The data should be printed again, exactly.

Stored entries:
##############################

PR #1184, opened 2021-11-30
[feat]: Swa-134 - created_by column on submissions

AlicanAkyuz:
### Description 

Ticket: [SWA-134](https://artsyproduct.atlassian.net/browse/SWA-134) 

Convection admins might create submissions on behalf of users, as opposed to users creating their own submissions via Force or Eigen. When evaluating a submission, it is useful to know the creator of the submission. Therefore this PR: 
- adds a new column to Submission in db, called `created_by` 
- sets `created_by` to nil for all user submissions
- sets `created_by` to the email address of the admin, when submission is created by an admin
- displays Created By under Collector Info in Submission view 
- displays Created By in Submissions list view

#### List View  
Screenshot 2021-11-30 at 15 25 20

#### Submission View (created_by is nil)
Screenshot 2021-11-30 at 15 25 36

#### Submission View (created_by is admin email)
Screenshot 2021-11-30 at 15 24 03

### DIFF
--- a/app/controllers/admin/submissions_controller.rb
+++ b/app/controllers/admin/submissions_controller.rb
@@ -66,7 +66,8 @@ module Admin
       @submission =
         SubmissionService.create_submission(
           submission_params.merge(state: 'submitted'),
-          submission_params[:user_id]
+          submission_params[:user_id],
+          is_admin: AdminUser.exists?
         )
       redirect_to admin_submission_path(@submission)
     rescue SubmissionService::SubmissionError => e
--- a/app/controllers/admin/submissions_controller.rb
+++ b/app/controllers/admin/submissions_controller.rb
@@ -67,7 +67,8 @@ module Admin
         SubmissionService.create_submission(
           submission_params.merge(state: 'submitted'),
           submission_params[:user_id],
-          is_admin: AdminUser.exists?
+          is_admin: AdminUser.exists?,
+          current_user: @current_user
         )
       redirect_to admin_submission_path(@submission)
     rescue SubmissionService::SubmissionError => e
--- a/app/controllers/admin/submissions_controller.rb
+++ b/app/controllers/admin/submissions_controller.rb
@@ -67,7 +67,6 @@ module Admin
         SubmissionService.create_submission(
           submission_params.merge(state: 'submitted'),
           submission_params[:user_id],
-          is_admin: AdminUser.exists?,
           current_user: @current_user
         )
       redirect_to admin_submission_path(@submission)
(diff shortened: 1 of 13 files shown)


app/controllers/admin/submissions_controller.rb
```diff
@@ -66,7 +66,9 @@ def create
       @submission =
         SubmissionService.create_submission(
           submission_params.merge(state: 'submitted'),
-          submission_params[:user_id]
+          submission_params[:user_id],
+          is_admin: AdminUser.exists?,
```
Gon4ar5, line 70: I don't think it needs to be passed as a parameter
you are already passing current_user and by it you can determine whether the user is an admin
`AdminUser.exists?(gravity_user_id: current_user)`

db/migrate/20211130141653_remove_created_by_from_submissions.rb
```diff
@@ -0,0 +1,5 @@
+class RemoveCreatedByFromSubmissions < ActiveRecord::Migration[6.1]
```
Gon4ar5, line 1: Why do we need a remove migration?

AlicanAkyuz: I first created the new column in camelCase, as `createdBy`, then removed it and added `created_by`.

##############################

(RESPONSE BELOW)
PR #1184, opened 2021-11-30
[feat]: Swa-134 - created_by column on submissions

AlicanAkyuz:
### Description 

Ticket: [SWA-134](https://artsyproduct.atlassian.net/browse/SWA-134) 

Convection admins might create submissions on behalf of users, as opposed to users creating their own submissions via Force or Eigen. When evaluating a submission, it is useful to know the creator of the submission. Therefore this PR: 
- adds a new column to Submission in db, called `created_by` 
- sets `created_by` to nil for all user submissions
- sets `created_by` to the email address of the admin, when submission is created by an admin
- displays Created By under Collector Info in Submission view 
- displays Created By in Submissions list view

#### List View  
Screenshot 2021-11-30 at 15 25 20

#### Submission View (created_by is nil)
Screenshot 2021-11-30 at 15 25 36

#### Submission View (created_by is admin email)
Screenshot 2021-11-30 at 15 24 03

### DIFF
--- a/app/controllers/admin/submissions_controller.rb
+++ b/app/controllers/admin/submissions_controller.rb
@@ -66,7 +66,8 @@ module Admin
       @submission =
         SubmissionService.create_submission(
           submission_params.merge(state: 'submitted'),
-          submission_params[:user_id]
+          submission_params[:user_id],
+          is_admin: AdminUser.exists?
         )
       redirect_to admin_submission_path(@submission)
     rescue SubmissionService::SubmissionError => e
--- a/app/controllers/admin/submissions_controller.rb
+++ b/app/controllers/admin/submissions_controller.rb
@@ -67,7 +67,8 @@ module Admin
         SubmissionService.create_submission(
           submission_params.merge(state: 'submitted'),
           submission_params[:user_id],
-          is_admin: AdminUser.exists?
+          is_admin: AdminUser.exists?,
+          current_user: @current_user
         )
       redirect_to admin_submission_path(@submission)
     rescue SubmissionService::SubmissionError => e
--- a/app/controllers/admin/submissions_controller.rb
+++ b/app/controllers/admin/submissions_controller.rb
@@ -67,7 +67,6 @@ module Admin
         SubmissionService.create_submission(
           submission_params.merge(state: 'submitted'),
           submission_params[:user_id],
-          is_admin: AdminUser.exists?,
           current_user: @current_user
         )
       redirect_to admin_submission_path(@submission)
(diff shortened: 1 of 13 files shown)


app/controllers/admin/submissions_controller.rb
```diff
@@ -66,7 +66,9 @@ def create
       @submission =
         SubmissionService.create_submission(
           submission_params.merge(state: 'submitted'),
-          submission_params[:user_id]
+          submission_params[:user_id],
+          is_admin: AdminUser.exists?,
```
Gon4ar5, line 70: I don't think it needs to be passed as a parameter
you are already passing current_user and by it you can determine whether the user is an admin
`AdminUser.exists?(gravity_user_id: current_user)`

db/migrate/20211130141653_remove_created_by_from_submissions.rb
```diff
@@ -0,0 +1,5 @@
+class RemoveCreatedByFromSubmissions < ActiveRecord::Migration[6.1]
```
Gon4ar5, line 1: Why do we need a remove migration?

AlicanAkyuz: I first created the new column in camelCase, as `createdBy`, then removed it and added `created_by`.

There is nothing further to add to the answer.